The results of this paper have the following advantages compared to the previous research on soil moisture retrieval using the multispectral and IR images in [
3]. Since the images from satellites are utilized in [
3], the spatial resolution of the images are low and the time for data acquisition cannot be decided by the operator. This implies that it is difficult to acquire precise soil moisture level of a certain point in a crop field, and the time to conduct soil moisture retrieval is highly restricted. By utilizing the proposed method in this paper, soil moisture retrieval of each point in a crop field can be conducted more precisely using the images with higher spatial resolution acquired by UAV platform flying at extremely lower altitudes, and data acquisition can be conducted by a non-expert operator at any time it is required. The methodology in [
3] requires calculation of temperature vegetation dryness index (TVDI) from the remotely sensed images, and the relationship between TVDI and soil moisture level is modelled by utilizing linear regression. However, it is shown in [
3] that the relationship between TVDI and the soil moisture level is highly nonlinear. As a result, the linear model in [
3] shows high RMSE. On the other hand, the CNN-based model proposed in this paper utilizes the remotely sensed images directly as inputs, and nonlinearities on the relationship between the input images and the output soil moisture level are considered by the CNN structure, showing low RMSE for training, validation, and testing for the data set utilized in this paper.

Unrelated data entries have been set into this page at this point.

PR #30, opened 2019-12-26
secrets: Define Secret type

fishy:
This is a breaking change.

Migrate SimpleSecret and VersionedSecret from string to Secret.

Also some test improvements:

- Close tmp files after writing to make sure the writes are flushed to
  the disk
- Delete the tmp directories after tests
- Reduce the sleep time on TestSecretFileIsUpdated as we flushed the
  writes now

### DIFF
--- a/secrets/secrets.go
+++ b/secrets/secrets.go
@@ -15,6 +15,14 @@ const (
 	credentialSecret = "credential"
 )
 
+// A Secret is the base type of secrets.
+type Secret []byte
+
+// IsEmpty returns true if the secret is empty.
+func (s Secret) IsEmpty() bool {
+	return len(s) == 0
+}
+
 // Secrets allows to access secrets based on their different type.
 type Secrets struct {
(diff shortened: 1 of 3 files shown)


fishy:
cc @andizzle

andizzle:
LGTM!

secrets/secrets.go
```diff
@@ -15,6 +15,14 @@ const (
 	credentialSecret = "credential"
 )
 
+// A Secret is the base type of secrets.
+type Secret []byte
+
+// IsEmpty returns true if the secret is empty.
+func (s Secret) IsEmpty() bool {
+	return len(s) == 0
```
andizzle: should we check if it's nil as well?

fishy: nil slice is empty slice (`len(nil)` will return 0).

andizzle: nope we don't need to :)

PR #712, opened 2018-06-24
Specify Tor Browser instead of just Tor in the recommendation

### LINKED ISSUE #676: Concern about "About" page telling people to use Tor.
The "About" page contains this blurb:

> If you want to keep your public IP address private, please use a VPN or Tor.

However, Tor project [explicitly tells people to not use BitTorrent over it](https://www.torproject.org/docs/faq.html.en#FileSharing):

> File sharing (peer-to-peer/P2P) is widely unwanted in the Tor network, and exit nodes are configured to block file sharing traffic by default. Tor is not really designed for it, and file sharing through Tor slows down everyone's browsing. Also, Bittorrent over Tor is not anonymous! 

Should the "or Tor" part be removed?

rigelk:
Since Tor Browser disables WebRTC, the fallback to HTTP streaming will respect
Tor's terms of service. Anyway any recommendation to use Tor should point to
the Tor Browser, as it provides sane and secure defaults to use Tor.

Fixes #676

### DIFF
--- a/client/src/app/about/about.component.html
+++ b/client/src/app/about/about.component.html
@@ -44,7 +44,7 @@
 
     <p i18n>
       PeerTube uses the BitTorrent protocol to share bandwidth between users. It implies that your public IP address is stored in the public BitTorrent tracker of the video PeerTube instance as long as you're watching the video.
-      If you want to keep your public IP address private, please use a VPN or Tor.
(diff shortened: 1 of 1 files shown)


Chocobozzz:
Please do not edit i18n files (source or target) because they will be overwritten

It is difficult to guarantee that the proposed CNN-based soil moisture retreival model trained in this section will show high estimation performance with the multispectral and IR images from other site. However, as the structure of the proposed CNN-based model is not designed specifically for the data collection site, the UAS system or the soil moisture level of the data utilized in this paper, it can be retrained with the data collected at different sites under different soil moisture level with different UAS systems with multispectral and IR image sensors. This will enable the retrained CNN-based model to be utilized for soil moisture level retrieval at the different site under different soil moisture level with different UAS systems and to show high estimation performance. Thus, the procedures to construct CNN-based soil moisture retreival model proposed in this paper can be applied for developing a soil moisture retreival model at different sites under different conditions with different UAS systems if multispectral and IR image sensors are utilized.